Sin embargo, Valor Sentimental da un salto más allá, pues nos adentra al origen de todo trauma, anhelo y conducta aprendida en cada ser vivo o viva: la casa de nuestra infancia.
Las grietas del trauma generacional: el elemento clave de Sentimental Value
Desde el comienzo de la historia, la casa de la familia Borg nos es presentada como un personaje más, un objeto silencioso y roto, pero testigo de una serie de generaciones que la habitaron y llenaron sus grietas defectuosas con ruido provocado por todo tipo de emociones y eras, acompañándola en su inevitable decadencia cuando el silencio es todo lo que la habitará tras el fallecimiento de la matriarca.
La casa, como los personajes del filme, nos muestran las rupturas de sus paredes casi desde el primer instante, defectos que sobresalen como un cuadro mal colocado, un rincón para ocultarse o una ventana que a veces es iluminada por el sol (si deslizas las cortinas).

Cual si cada uno fuera una habitación de la casa, esta historia nos muestra cuatro enfoques distintos: el padre ausente, Gustav Borg (Stellan Skarsgård), que aún asume conocerlo todo de su hogar a pesar de no haberlo habitado durante décadas y vuelve a éste para contar una historia más importante que la de su madre suicida; Nora Borg (Renate Reinsve), la hija mayor, una actriz de teatro que utiliza sus personajes como un escondite más que una catarsis y vira la mirada lejos de sus grietas; y Agnes Borg-Pettersen (Inga Ibsdotter Lilleaas), la hija menor, quien sale de la casa de su infancia para crear su propio hogar y romper el trauma generacional de una familia que no habla el mismo lenguaje de comunicación.
Y tal como su papel en este drama familiar, la actriz hollywoodense Rachel Kemp (Elle Fanning), resplandece con la ingenuidad de una visitante en la vieja casa, una forastera que no comprende las grietas que debe actuar para la película que Gustav quiere crear dentro de esas paredes, sabiéndose ajena al escenario que intenta llenar.
La química que comparte este cuarteto brinda justicia a la inteligencia del guión, cada uno representa un papel, un sitio de la casa (o el exterior a ella), que lentamente se quiebra y nos traga en este espiral de vulnerable tristeza, soledad y rencores no resueltos.
El arte como evasión emocional: Reinsve desnuda el trauma en el intento de esconderlo
Nuestra protagonista, Nora Borg a cargo del talento de Renate Reinsve, no es distinta a cualquier mujer u hombre en este planeta, cada persona maldecida por los traumas familiares no resueltos, buscando un escondite en el cual verter toda energía para evitar afrontarlos.
Hay quienes usan el alcohol, el sexo o el trabajo, pero en el caso de Nora, se refugia tras personajes de tragedias clásicas con los que puede experimentar toda una gama de emociones que la distraen de sus propios sentimientos.
Esto es hasta el regreso de su padre, guionista de cine que le presenta su obra final, una historia que escribió específicamente para ella.

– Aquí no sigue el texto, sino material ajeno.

PR #1317, opened 2022-08-03
[BSR-409] Add Studio Request RPCs

unmultimedio:
Add Studio favorite requests RPCs to the registry backend.


proto/buf/alpha/registry/v1alpha1/studio_request.proto
```diff
@@ -0,0 +1,119 @@
...
+// StudioRequestService exposes the functionality to manage favorited Requests
+// from Studio.
+service StudioRequestService {
+  // Create registers a favorite Studio requests to the caller's BSR profile.
+  rpc Create(CreateRequest) returns (CreateResponse) {}
+  // Delete removes a favorite Studio request from the caller's BSR profile.
+  rpc Delete(DeleteRequest) returns (DeleteResponse) {}
+  // List shows the caller's favorited requests.
+  rpc List(ListRequest) returns (ListResponse) {}
+}
```
unmultimedio, line 30: About the Search rpc, should we implement it now? If so, should we merge it with the existing [Search service](https://github.com/bufbuild/buf/blob/main/proto/buf/alpha/registry/v1alpha1/search.proto#L96)?

proto/buf/alpha/registry/v1alpha1/studio_request.proto
```diff
@@ -0,0 +1,119 @@
...
+// authentication.
+message CreateRequest {
+  // BSR repository ID this request is linked to.
+  string repository_id = 1;
+  // The friendly name of this request.
+  string name = 2;
+  // The target base URL of this request.
+  string target_base_url = 3;
+  // The target service name as defined in the BSR repository.
+  string service = 6;
```
stefanvanburen, line 44: nit: we can lower this to `4` (and lower the rest as well).

proto/buf/alpha/registry/v1alpha1/studio_request.proto
```diff
@@ -0,0 +1,119 @@
...
+  // The request headers as defined in Studio.
+  map<string, string> request_headers = 9;
+  // The response body as seen in Studio.
+  string response_body = 10;
+  // The response headers as seen in Studio.
+  map<string, string> response_headers = 11;
+}
+
+// CreateResponse is the proto response representation of the Create method.
+message CreateResponse {
```
bufdev, line 58: This is a global name `CreateResponse` in the main registry package, this should be scoped as `CreateStudioRequestResponse` or the like

proto/buf/alpha/registry/v1alpha1/studio_request.proto
```diff
@@ -0,0 +1,119 @@
...
+
+// StudioRequestService exposes the functionality to manage favorited Requests
+// from Studio.
+service StudioRequestService {
+  // Create registers a favorite Studio requests to the caller's BSR profile.
+  rpc Create(CreateRequest) returns (CreateResponse) {}
+  // Delete removes a favorite Studio request from the caller's BSR profile.
+  rpc Delete(DeleteRequest) returns (DeleteResponse) {}
+  // List shows the caller's favorited requests.
+  rpc List(ListRequest) returns (ListResponse) {}
```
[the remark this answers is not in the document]
bufdev: yes, scoping the naming as such is consistent with the rest of our APIs - consistency is the most important, and having `CreateRequest/Response` etc means that we're saying "this is the only create type in the entire registry API"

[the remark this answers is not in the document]
unmultimedio: You're right. I was trying to avoid stuttering

```
CreateStudioRequestRequest
CreateStudioRequestResponse
```

But since the resource name is `StudioRequest` there's no way out of it.

proto/buf/alpha/registry/v1alpha1/studio_request.proto
unmultimedio: Thanks, done

proto/buf/alpha/registry/v1alpha1/studio_request.proto
unmultimedio: You're right, fixed.

proto/buf/alpha/registry/v1alpha1/studio_request.proto
unmultimedio: Sure we can do that. cc @paul-sachs @doriable I also think list is good to start, then later bring search if needed.

proto/buf/alpha/registry/v1alpha1/studio_request.proto
```diff
@@ -0,0 +1,126 @@
...
+  // The request headers as defined in Studio.
+  map<string, string> request_headers = 7;
+  // The response body as seen in Studio.
+  string response_body = 8;
+  // The response headers as seen in Studio.
+  map<string, string> response_headers = 9;
+}
+
+// CreateStudioRequestResponse is the proto response representation of the
+// CreateStudioRequest method.
```
stefanvanburen, line 60:
```suggestion
// CreateStudioRequestResponse returns the created StudioRequest.
```

proto/buf/alpha/registry/v1alpha1/studio_request.proto
```diff
@@ -0,0 +1,126 @@
...
+
+// DeleteStudioRequestRequest is the proto request representation of the
+// DeleteStudioRequest method.
+message DeleteStudioRequestRequest {
+  // The Studio Request ID that will be deleted.
+  string id = 1;
+}
+
+// DeleteStudioRequestResponse is the proto response representation of the
+// DeleteStudioRequest method.
```
stefanvanburen, line 74: maybe just nix this one?

proto/buf/alpha/registry/v1alpha1/studio_request.proto
```diff
@@ -0,0 +1,126 @@
...
+message DeleteStudioRequestResponse {}
+
+// ListStudioRequestsRequest is the proto request representation of the
+// ListStudioRequests method.
+message ListStudioRequestsRequest {
+  // The page token for paginating.
```
stefanvanburen, line 80: maybe
```suggestion
  // The page token for paginating.
  // The first page is returned if this is empty.
```
?

proto/buf/alpha/registry/v1alpha1/studio_request.proto
```diff
@@ -0,0 +1,126 @@
...
+  string page_token = 1;
+}
+
+// ListStudioRequestsResponse is the proto response representation of the
+// ListStudioRequests method.
+message ListStudioRequestsResponse {
+  // The list of requests in the current page.
+  repeated StudioRequest requests = 1;
+  // The requests' next page token.
```
stefanvanburen, line 89:
```suggestion
  // The requests' next page token.
  // There are no more pages if this is empty.
```
maybe?

proto/buf/alpha/registry/v1alpha1/studio_request.proto
```diff
@@ -0,0 +1,126 @@
...
+  google.protobuf.Timestamp update_time = 3;
+  // User ID who created and saved this request.
+  string author_user_id = 4;
+  // BSR repository ID this request is linked to.
+  string repository_id = 5;
+  // The friendly name of this request.
+  string name = 6;
+  // The target base URL of this request.
+  string target_base_url = 7;
+  // The BSR repository owner name (user or oganization).
```
stefanvanburen, line 110:
```suggestion
  // The BSR repository owner name (user or organization).
```

proto/buf/alpha/registry/v1alpha1/studio_request.proto
```diff
@@ -0,0 +1,126 @@
...
+// from Studio.
+service StudioRequestService {
+  // CreateStudioRequest registers a favorite Studio requests to the caller's
+  // BSR profile.
+  rpc CreateStudioRequest(CreateStudioRequestRequest) returns (CreateStudioRequestResponse) {}
+  // DeleteStudioRequest removes a favorite Studio request from the caller's BSR
+  // profile.
+  rpc DeleteStudioRequest(DeleteStudioRequestRequest) returns (DeleteStudioRequestResponse) {}
+  // ListStudioRequests shows the caller's favorited requests.
+  rpc ListStudioRequests(ListStudioRequestsRequest) returns (ListStudioRequestsResponse) {}
```
stefanvanburen, line 31: based on your doc, did we want to also add `RenameStudioRequest`? (could also be post-mvp)

stefanvanburen (approved):
tiny nits (mostly comment related) - might be able to nix some of them?

but otherwise, looks good to me!

proto/buf/alpha/registry/v1alpha1/studio_request.proto
unmultimedio: Yeah! Almost forgot, thanks!

proto/buf/alpha/registry/v1alpha1/studio_request.proto
unmultimedio: rephrased.

unmultimedio:
@stefanvanburen thanks for the suggestions, fixed!

proto/buf/alpha/registry/v1alpha1/studio_request.proto
```diff
@@ -0,0 +1,141 @@
...
+import "google/protobuf/timestamp.proto";
+
+// StudioRequestService exposes the functionality to manage favorited Requests
+// from Studio.
+service StudioRequestService {
+  // CreateStudioRequest registers a favorite Studio Requests to the caller's
+  // BSR profile.
+  rpc CreateStudioRequest(CreateStudioRequestRequest) returns (CreateStudioRequestResponse) {}
+  // RenameStudioRequest renames an existing Studio Request.
+  rpc RenameStudioRequest(RenameStudioRequestRequest) returns (RenameStudioRequestResponse) {}
```
unmultimedio, line 28: @paul-sachs @doriable as discussed in the zoom, we're not adding a full capability to update the favorite, but just rename it. For edits, user can just un-favorite and favorite a new one.

paul-sachs: Sure, as long as we're not making any decisions that makes it impossible to create a full edit endpoint. I can def imagine that we'll want edit functionality at some point, most MVP.

proto/buf/alpha/registry/v1alpha1/studio_request.proto
```diff
@@ -0,0 +1,141 @@
...
+  // The target RPC method name as defined in the BSR repository.
+  string method = 5;
+  // The request body as defined in Studio.
+  string request_body = 6;
+  // The request headers as defined in Studio.
+  map<string, string> request_headers = 7;
+  // The response body as seen in Studio.
+  string response_body = 8;
+  // The response headers as seen in Studio.
+  map<string, string> response_headers = 9;
```
paul-sachs, line 58: Looking at https://studio.buf.build/, there are two other fields that I think we may need:
- Under options we mark if the request is to be made with cookies or not
image
- What protocol was it made with
image
- What agent was associated with the request
image

Perhaps this was mentioned somewhere in notion about how we are handling these fields, but I would assume we should handle them?

unmultimedio: Nice point! No those weren't mentioned. I'm thinking, to account for these fields and to support potential new ones, just add `map<string, string> meta`? And even move the `response_body` and `response_headers` there (I had no strong opinions on storing responses values)? even timestamps and duration of requests if we're feeling that'd bring some value later?

paul-sachs: I am up for a generic meta if necessary. I've used it elsewhere before, though it does lose any type safety for those fields. Kinda depends on how dogmatic we want to be about making sure all our APIs are type safe. I could argue that if we're trying to be the "replace JSON" company, then we should stick to it and make all these fields very explicit, even if they all get squished and stored as generic key value pairs on the receiving end.

unmultimedio: You're right, I'll add them separately.

paul-sachs (approved):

Nora lo rechaza, pero el futuro filme permanece como un constante hilo tambaleante de comunicación entre la familia el resto de la película.
Cruda, cínica e íntima, Valor Sentimental nos hunde con sus tres personajes principales para experimentar todas las emociones que envuelve el trauma familiar, desnudando a los tres miembros de la familia hasta los centros que cada uno representa más allá de las grietas familiares; la culpa se torna anhelo, el rencor es oportunidad y el amor permite la vista de la sanación.
Las rupturas permanecen en esta familia hasta su final, pues no se trata de una historia que las cubre, sino un relato melancólico que las reconoce y expresa amor a través de ellas; la historia de una familia con grietas y lenguajes por aprender para, finalmente, compartirlas entre ellos.